Self hosted C - breakdown

I did it. It wasn't easy, but I did it. My C Compiler can compile itself. Even though it still has holes in functionality and obvious bugs, It gives me a funny sense of pride that my compiler can now be used to improve itself. I consider it a significant milestone, and this post shares an overview of what was involved.

Lets look at the breakdown...

The self hosting commit:

The final commit to self hosting was support for C va_lists, just enough to compile the code used in the compiler itself.

Timeline:





~ 188 days of self directed work.


Commits: 

Approximately 380 commits, though probably more, because I discarded lots of work in local branches. I estimate a commit to be 20-30 minutes of work on average, so that translates to about 4 work weeks of hard work actually coding.

Punch card:

 





I worked whenever I could take a break, including evenings and lunch times. Sometimes I couldn't sleep and would still be hacking away at 3 am. Once I woke up at 6 am, probably to fix a bug that was giving me nightmares. 

Lines of code:

5902 lines of code currently, but will grow. My original goal was a complete toolchain in less than 15k lines of code, and I think I have still have room to spare for an optimizing backend and assemblers.

Code quality/clarity:

I think I have done a good job, though there is always room for improvement. I really wanted to make something anybody could understand. It is a matter of opinion, but look for yourself.

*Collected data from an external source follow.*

PR #996, opened 2023-11-08
propose alternative chunk shape algorithm

### LINKED ISSUE #995: [Feature]: Define partial chunk shape for GenericDataChunkIterator

Right now, for the `GenericDataChunkIterator`, it's possible to define `chunk_mb` or `chunk_shape`. I would like to enable a hybrid approach, where a user could input `chunk_mb=10.0, chunk_shape=(None, 64)`, and the `GenericDataChunkIterator` would identify the remaining dimension that gets you close to the target chunk size.

It is pretty common for users to have some insight into the likely read patterns of a dataset.

I would like `GenericDataChunkIterator` to find the maximum size (prod of dims) that is <= the target size. I also would like the chunk to be as cube-like as possible, so I would like to minimize the sum of the dimensions of the array. Previously, we tried building chunks that were scaled down versions of the data shape, similar to h5py, but experience with Jeremy has shown that this approach is poorly suited for common data reading routines, and I think a better naive assumption would be that (hyper-) cube chunks are a good default.

Yes.

### Code of Conduct

bendichter:
## Motivation

Fix #995 

## How to test the behavior?
```
```

## Checklist

### DIFF
--- a/src/hdmf/data_utils.py
+++ b/src/hdmf/data_utils.py
@@ -3,13 +3,99 @@ import math
 from abc import ABCMeta, abstractmethod
 from collections.abc import Iterable
 from warnings import warn
-from typing import Tuple, Callable
+from typing import Tuple, Callable, List, Optional, Union
 from itertools import product, chain
 
 import h5py
 import numpy as np
 
 from .utils import docval, getargs, popargs, docval_macro, get_data_shape
+
+
+def find_nth_none(lst, n):
+    """
+    Finds the index of the nth None in a list.
+
+    Parameters
+    ----------
+    lst : list
+        The list in which to search for None values.
+    n : int
+        The occurrence of None to find (1-based).
+
+    Returns
+    -------
+    int or None
+        The index of the nth None in the list, or None if there aren't enough None values.
+    """
+    count = 0
+    for index, value in enumerate(lst):
+        if value is None:
+            count += 1
+            if count == n:
+                return index
+    return None
+
+
+def array_with_desired_product(
+    desired_product: int,
+    upper_limits: Iterable[Optional[int]],
+    defined_elements: List[Optional[int]],
+) -> List[int]:
+    """
+    Adjusts the undefined elements in a list such that their product equals the desired product,
+    respecting the upper limits for each element.
+
+    Parameters
+    ----------
+    desired_product : int
+        The desired product of all elements in the list.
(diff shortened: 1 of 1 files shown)


src/hdmf/data_utils.py
```diff
@@ -12,6 +12,92 @@
...
+    count = 0
+    for index, value in enumerate(lst):
+        if value is None:
+            count += 1
+            if count == n:
+                return index
+    return None
+
+
+def array_with_desired_product(
```
oruebel, line 40: Since the intent is for this to be used to determine chunk shape, I think naming the function in a way that describes what it is used for may be more intuitive for users.

src/hdmf/data_utils.py
```diff
@@ -12,6 +12,92 @@
 from .utils import docval, getargs, popargs, docval_macro, get_data_shape
 
 
+def find_nth_none(lst, n):
```
oruebel, line 15: Is this function intended for external use? If we will only use this for ``array_with_desired_product`` method, then I would suggest to make the method private.
```suggestion
def __find_nth_none(lst, n):
```

oruebel:
In general, I think this is reasonable. @CodyCBakerPhD can you also take a look.

bendichter:
Another approach could be to work with the prime factorization of the residual product of the size. That would get us closer to the desired chunk size but we could end up with very uneven shapes

oruebel:
> Another approach could be to work with the prime factorization of the residual product of the size. That would get us closer to the desired chunk size but we could end up with very uneven shapes

Uneven shape is not necessarily bad, but I think you probably want the ratio to be informed by the overall size of the dataset. I.e., for ``(time,  electrodes)`` where time is much longer than electrodes, then you'd also want the chunks to be larger in the time dimension.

Compare my for loop parser:
https://github.com/andrewchambers/c/blob/7775638eeb241979d2568ec699911bc797f7bb6e/src/cc/parse.c#L1279

To the equivalent clang for loop parser:
https://github.com/llvm-mirror/clang/blob/08e3bfe1f5d00ebe115c2f2e44a93e396d59177e/lib/Parse/ParseStmt.cpp#L1474

To the equivalent gcc parser:
https://github.com/gcc-mirror/gcc/blob/e01e62c7a9ae012337243c86e1e1a2e0041f9895/gcc/c/c-parser.c#L5596

To the equivalent Tiny C compiler parser:
https://github.com/andrewchambers/tccmirror/blob/d6d7686b608c4b7cd88877b30579ca2346e5d284/tccgen.c#L4526

Motivation levels:

I am unfortunately the type of person who constantly starts new projects and stop before they hit a major milestone. I eventually reached a point where I felt like a failure, and that I couldn't finish anything. Overcoming this can be a struggle, but in this case I challenged myself to not be a quitter. Whenever I hit a brick wall and wanted to give up, I told myself that this barrier would stop someone else, but it won't stop me. 

My motivation levels did drop at times, but I picked myself back up every time to reach this milestone.

The future:

My crazy ambition was to write the cleanest C compiler that could be used for an all C operating system like plan9 or Openbsd and there is still lots of work to do to reach that level of sophistication. Real OS support will require funding or many more dedicated code contributors.

Conclusions:

This milestone really made me reflect and appreciate what some of the early programming language pioneers went through, the first self hosted languages really are something special.

Let me know if you enjoyed this work and want it to continue.